> [Task item] The required output is a copy of each line in the material below that includes "files".

> [Records supplied]

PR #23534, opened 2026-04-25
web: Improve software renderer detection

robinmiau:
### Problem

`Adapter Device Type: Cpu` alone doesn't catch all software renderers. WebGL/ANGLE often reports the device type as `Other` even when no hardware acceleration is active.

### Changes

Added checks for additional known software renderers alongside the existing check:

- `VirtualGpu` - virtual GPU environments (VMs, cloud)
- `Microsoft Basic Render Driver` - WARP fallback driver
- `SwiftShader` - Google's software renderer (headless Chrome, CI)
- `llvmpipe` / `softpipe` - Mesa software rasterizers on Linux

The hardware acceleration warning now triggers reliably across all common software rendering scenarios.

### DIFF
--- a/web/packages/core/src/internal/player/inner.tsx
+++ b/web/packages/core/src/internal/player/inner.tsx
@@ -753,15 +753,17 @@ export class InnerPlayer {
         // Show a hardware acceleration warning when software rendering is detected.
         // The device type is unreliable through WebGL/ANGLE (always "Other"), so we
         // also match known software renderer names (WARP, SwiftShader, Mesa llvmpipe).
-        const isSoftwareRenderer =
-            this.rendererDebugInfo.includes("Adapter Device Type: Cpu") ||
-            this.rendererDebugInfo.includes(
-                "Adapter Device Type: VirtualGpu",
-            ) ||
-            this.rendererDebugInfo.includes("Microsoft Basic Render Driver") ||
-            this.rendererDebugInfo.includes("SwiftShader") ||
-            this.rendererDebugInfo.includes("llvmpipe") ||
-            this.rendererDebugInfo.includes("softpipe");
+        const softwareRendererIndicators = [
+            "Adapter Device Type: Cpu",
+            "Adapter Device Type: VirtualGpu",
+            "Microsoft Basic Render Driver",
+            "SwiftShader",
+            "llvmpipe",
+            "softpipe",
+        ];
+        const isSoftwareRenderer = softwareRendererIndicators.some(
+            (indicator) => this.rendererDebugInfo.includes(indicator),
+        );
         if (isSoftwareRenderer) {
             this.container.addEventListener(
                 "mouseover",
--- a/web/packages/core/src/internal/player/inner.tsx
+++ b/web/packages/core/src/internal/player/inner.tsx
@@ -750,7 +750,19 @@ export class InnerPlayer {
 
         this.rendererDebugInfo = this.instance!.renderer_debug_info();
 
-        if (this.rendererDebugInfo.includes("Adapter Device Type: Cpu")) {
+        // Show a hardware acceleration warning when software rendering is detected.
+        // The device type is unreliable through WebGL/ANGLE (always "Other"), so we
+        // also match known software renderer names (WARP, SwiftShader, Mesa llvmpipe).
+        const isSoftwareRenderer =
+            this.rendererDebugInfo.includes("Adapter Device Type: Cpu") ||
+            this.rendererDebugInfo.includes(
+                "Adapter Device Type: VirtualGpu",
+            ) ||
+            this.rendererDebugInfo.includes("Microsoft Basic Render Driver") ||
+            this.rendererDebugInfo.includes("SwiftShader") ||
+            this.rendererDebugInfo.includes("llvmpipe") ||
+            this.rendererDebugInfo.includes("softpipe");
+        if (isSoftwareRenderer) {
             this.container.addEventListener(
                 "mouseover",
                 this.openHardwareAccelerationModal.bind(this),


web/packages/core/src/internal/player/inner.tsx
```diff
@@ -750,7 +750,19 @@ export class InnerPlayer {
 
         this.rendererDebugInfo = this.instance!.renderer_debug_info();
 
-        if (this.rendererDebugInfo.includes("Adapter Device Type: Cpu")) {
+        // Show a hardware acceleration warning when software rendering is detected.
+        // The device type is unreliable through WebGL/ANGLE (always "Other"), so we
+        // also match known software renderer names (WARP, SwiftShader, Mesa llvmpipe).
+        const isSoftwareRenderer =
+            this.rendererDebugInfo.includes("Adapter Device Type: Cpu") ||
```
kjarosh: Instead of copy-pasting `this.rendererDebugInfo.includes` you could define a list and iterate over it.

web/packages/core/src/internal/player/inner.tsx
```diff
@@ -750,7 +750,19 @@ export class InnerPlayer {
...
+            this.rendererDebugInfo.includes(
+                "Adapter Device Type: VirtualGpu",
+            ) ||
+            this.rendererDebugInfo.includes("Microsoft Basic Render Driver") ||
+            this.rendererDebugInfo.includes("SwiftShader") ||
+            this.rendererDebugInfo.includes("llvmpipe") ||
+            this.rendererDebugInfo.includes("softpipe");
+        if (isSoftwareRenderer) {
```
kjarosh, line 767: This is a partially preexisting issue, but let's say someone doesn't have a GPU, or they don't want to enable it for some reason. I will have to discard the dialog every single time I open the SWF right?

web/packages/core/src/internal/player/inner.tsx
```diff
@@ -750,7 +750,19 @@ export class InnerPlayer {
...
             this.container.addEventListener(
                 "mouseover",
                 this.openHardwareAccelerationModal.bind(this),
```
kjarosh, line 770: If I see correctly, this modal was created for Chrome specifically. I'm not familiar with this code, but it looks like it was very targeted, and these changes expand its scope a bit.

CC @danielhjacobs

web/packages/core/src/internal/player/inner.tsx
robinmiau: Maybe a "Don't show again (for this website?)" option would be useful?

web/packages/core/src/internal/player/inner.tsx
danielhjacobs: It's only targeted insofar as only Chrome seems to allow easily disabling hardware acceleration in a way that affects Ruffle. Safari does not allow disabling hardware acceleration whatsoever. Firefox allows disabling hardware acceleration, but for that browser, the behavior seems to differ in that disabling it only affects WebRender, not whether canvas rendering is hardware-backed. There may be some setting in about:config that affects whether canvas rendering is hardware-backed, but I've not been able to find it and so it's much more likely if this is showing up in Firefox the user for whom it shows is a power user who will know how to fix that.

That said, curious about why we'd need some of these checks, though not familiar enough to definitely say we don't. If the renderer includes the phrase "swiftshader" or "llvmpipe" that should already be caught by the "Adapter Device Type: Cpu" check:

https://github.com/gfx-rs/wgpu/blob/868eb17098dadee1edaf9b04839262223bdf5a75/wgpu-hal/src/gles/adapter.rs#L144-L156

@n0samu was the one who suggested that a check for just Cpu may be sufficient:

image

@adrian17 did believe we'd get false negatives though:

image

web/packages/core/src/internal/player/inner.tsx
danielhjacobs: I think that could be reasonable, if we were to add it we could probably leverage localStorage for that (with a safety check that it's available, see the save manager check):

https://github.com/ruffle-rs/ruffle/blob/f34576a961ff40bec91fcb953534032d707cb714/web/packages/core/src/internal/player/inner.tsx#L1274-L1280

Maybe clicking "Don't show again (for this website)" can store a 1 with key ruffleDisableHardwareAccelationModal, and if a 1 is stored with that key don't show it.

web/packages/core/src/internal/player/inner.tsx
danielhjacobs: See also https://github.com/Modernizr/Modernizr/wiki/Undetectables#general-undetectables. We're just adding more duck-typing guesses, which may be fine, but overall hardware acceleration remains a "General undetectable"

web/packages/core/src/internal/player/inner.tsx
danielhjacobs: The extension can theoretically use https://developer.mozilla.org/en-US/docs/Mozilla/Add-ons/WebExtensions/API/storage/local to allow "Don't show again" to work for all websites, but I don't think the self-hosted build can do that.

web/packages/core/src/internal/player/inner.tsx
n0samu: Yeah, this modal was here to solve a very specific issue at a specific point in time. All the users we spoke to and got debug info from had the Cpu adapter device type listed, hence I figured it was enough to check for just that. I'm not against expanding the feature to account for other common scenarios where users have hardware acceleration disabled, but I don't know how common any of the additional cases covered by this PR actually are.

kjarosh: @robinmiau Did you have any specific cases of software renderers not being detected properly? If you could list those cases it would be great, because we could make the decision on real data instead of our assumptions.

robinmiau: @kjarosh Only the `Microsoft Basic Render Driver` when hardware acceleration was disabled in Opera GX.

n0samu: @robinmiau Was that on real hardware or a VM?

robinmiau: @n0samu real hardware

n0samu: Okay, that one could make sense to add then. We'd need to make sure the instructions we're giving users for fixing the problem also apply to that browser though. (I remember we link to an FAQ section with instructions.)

==

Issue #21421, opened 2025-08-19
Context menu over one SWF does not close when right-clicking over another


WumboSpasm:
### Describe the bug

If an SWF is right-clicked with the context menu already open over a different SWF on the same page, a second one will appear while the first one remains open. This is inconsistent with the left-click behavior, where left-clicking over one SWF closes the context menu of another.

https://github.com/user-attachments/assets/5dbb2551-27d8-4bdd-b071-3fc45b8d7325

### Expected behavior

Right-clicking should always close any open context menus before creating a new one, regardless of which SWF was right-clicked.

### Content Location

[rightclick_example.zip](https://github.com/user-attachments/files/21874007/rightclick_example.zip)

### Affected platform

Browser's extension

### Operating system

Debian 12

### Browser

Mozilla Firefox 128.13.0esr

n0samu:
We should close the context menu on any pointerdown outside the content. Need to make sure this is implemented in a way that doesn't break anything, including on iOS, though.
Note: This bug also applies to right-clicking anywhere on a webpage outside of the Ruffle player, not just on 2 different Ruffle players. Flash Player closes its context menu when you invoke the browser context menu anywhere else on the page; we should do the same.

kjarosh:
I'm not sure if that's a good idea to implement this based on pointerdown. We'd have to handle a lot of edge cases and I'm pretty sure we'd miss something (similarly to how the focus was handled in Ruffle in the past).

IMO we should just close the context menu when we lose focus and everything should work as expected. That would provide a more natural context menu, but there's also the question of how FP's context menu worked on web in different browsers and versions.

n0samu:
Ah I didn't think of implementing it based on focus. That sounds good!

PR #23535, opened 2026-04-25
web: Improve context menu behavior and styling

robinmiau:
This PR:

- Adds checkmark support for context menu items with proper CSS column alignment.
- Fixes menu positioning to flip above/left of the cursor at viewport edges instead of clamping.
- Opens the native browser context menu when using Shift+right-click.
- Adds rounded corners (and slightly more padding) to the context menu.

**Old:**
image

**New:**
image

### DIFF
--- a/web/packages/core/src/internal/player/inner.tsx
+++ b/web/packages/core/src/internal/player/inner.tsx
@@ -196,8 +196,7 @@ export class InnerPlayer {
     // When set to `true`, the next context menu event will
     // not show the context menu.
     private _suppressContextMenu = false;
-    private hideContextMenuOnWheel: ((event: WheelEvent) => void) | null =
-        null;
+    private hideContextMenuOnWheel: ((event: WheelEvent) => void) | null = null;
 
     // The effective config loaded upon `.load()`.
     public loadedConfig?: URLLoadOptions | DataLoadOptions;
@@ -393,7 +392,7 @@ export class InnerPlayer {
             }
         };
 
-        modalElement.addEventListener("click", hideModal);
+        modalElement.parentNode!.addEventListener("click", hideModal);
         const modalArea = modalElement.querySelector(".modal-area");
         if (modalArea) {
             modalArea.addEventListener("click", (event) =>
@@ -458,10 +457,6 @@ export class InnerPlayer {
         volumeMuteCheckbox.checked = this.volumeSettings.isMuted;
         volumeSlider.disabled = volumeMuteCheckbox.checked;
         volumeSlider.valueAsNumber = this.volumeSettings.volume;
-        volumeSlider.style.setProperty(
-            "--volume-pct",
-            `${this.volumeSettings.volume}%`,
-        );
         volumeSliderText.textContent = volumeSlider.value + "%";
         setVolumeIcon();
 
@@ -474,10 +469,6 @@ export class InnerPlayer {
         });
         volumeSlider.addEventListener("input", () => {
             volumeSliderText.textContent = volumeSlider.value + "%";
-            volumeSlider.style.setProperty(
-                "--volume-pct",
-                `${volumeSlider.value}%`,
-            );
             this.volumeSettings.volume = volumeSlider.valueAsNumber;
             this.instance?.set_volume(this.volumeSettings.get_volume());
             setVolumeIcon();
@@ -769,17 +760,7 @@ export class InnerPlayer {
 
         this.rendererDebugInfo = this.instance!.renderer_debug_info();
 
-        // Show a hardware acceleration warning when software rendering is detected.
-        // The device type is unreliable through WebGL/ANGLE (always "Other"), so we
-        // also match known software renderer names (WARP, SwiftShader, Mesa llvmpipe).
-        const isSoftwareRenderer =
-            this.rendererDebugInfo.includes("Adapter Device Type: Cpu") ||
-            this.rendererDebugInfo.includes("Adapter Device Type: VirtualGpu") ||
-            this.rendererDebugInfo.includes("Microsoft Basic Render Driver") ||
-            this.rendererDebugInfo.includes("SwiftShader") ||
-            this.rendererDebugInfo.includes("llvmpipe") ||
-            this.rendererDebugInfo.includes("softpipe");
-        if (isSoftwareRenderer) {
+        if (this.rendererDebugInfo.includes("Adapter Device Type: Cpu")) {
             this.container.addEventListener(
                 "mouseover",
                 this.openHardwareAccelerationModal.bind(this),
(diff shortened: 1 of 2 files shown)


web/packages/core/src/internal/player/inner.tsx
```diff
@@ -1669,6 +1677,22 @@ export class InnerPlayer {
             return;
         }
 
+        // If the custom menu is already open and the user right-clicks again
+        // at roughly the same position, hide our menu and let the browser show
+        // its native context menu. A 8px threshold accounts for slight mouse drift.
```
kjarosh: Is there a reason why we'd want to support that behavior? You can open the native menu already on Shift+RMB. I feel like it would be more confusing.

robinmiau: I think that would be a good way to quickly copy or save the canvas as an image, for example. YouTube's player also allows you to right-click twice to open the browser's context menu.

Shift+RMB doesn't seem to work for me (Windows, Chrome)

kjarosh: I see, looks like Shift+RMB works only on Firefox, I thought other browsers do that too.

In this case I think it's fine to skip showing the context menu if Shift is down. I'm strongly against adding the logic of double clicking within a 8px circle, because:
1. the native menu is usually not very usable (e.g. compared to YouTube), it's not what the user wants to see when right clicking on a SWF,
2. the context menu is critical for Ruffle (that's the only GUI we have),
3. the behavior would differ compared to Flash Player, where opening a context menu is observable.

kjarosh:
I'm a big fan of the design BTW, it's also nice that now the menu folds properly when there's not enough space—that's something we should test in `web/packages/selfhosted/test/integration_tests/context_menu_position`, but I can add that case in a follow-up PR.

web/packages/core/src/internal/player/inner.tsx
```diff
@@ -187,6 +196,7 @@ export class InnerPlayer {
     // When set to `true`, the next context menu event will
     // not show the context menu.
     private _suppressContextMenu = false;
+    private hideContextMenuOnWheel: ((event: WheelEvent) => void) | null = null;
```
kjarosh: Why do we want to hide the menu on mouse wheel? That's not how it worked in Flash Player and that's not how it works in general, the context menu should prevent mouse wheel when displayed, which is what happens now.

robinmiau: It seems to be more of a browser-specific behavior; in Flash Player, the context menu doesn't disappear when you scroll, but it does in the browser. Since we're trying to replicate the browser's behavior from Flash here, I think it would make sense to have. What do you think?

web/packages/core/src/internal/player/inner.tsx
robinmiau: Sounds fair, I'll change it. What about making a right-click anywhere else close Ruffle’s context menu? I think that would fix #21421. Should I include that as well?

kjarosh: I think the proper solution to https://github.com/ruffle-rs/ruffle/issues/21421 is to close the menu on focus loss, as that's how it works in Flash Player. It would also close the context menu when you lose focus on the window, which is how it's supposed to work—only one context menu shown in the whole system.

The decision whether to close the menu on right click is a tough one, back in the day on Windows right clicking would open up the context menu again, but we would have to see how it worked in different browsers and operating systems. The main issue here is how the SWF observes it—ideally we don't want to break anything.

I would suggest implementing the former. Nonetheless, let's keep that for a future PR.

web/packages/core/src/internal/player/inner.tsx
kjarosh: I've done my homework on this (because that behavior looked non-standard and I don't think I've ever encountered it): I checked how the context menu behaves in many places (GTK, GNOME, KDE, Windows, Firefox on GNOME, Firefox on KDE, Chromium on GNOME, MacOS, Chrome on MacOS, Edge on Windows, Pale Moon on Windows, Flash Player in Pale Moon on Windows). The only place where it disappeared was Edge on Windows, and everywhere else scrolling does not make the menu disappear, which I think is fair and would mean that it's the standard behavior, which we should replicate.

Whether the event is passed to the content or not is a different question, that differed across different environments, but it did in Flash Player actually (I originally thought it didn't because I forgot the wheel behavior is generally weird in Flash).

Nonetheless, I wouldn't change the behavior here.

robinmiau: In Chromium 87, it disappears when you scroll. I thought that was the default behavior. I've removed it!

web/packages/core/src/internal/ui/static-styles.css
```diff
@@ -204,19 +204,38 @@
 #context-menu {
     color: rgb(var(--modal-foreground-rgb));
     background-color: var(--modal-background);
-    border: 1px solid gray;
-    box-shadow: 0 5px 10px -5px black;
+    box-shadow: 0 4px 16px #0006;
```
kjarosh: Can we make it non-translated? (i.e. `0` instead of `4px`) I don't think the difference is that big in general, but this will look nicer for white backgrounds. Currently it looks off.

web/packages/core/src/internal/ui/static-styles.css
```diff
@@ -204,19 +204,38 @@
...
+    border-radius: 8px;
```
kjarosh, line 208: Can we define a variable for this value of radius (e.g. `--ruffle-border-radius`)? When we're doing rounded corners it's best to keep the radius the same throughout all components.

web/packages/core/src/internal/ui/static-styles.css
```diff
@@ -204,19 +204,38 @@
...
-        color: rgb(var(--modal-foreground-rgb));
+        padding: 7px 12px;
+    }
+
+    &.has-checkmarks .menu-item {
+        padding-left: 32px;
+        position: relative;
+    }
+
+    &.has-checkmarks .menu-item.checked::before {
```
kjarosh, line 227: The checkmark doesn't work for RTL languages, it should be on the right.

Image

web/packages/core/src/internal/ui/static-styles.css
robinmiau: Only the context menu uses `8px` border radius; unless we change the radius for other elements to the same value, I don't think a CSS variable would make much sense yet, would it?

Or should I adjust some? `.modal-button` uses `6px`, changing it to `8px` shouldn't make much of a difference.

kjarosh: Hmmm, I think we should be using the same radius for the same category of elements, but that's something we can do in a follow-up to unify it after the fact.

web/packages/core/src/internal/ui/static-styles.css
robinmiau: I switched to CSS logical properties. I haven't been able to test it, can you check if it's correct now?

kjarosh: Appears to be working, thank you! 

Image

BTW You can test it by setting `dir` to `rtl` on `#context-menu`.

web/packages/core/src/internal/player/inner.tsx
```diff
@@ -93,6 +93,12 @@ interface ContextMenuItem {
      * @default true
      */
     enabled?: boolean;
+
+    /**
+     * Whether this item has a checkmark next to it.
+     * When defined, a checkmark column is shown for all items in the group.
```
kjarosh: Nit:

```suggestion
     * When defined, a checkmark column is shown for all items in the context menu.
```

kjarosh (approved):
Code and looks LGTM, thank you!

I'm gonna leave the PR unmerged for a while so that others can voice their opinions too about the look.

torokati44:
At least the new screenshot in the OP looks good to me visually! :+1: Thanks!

* * *

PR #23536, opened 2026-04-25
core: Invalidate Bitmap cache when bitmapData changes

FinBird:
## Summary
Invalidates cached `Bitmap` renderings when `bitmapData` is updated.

> [Solution to the problem]
[rightclick_example.zip](https://github.com/user-attachments/files/21874007/rightclick_example.zip)
(diff shortened: 1 of 2 files shown)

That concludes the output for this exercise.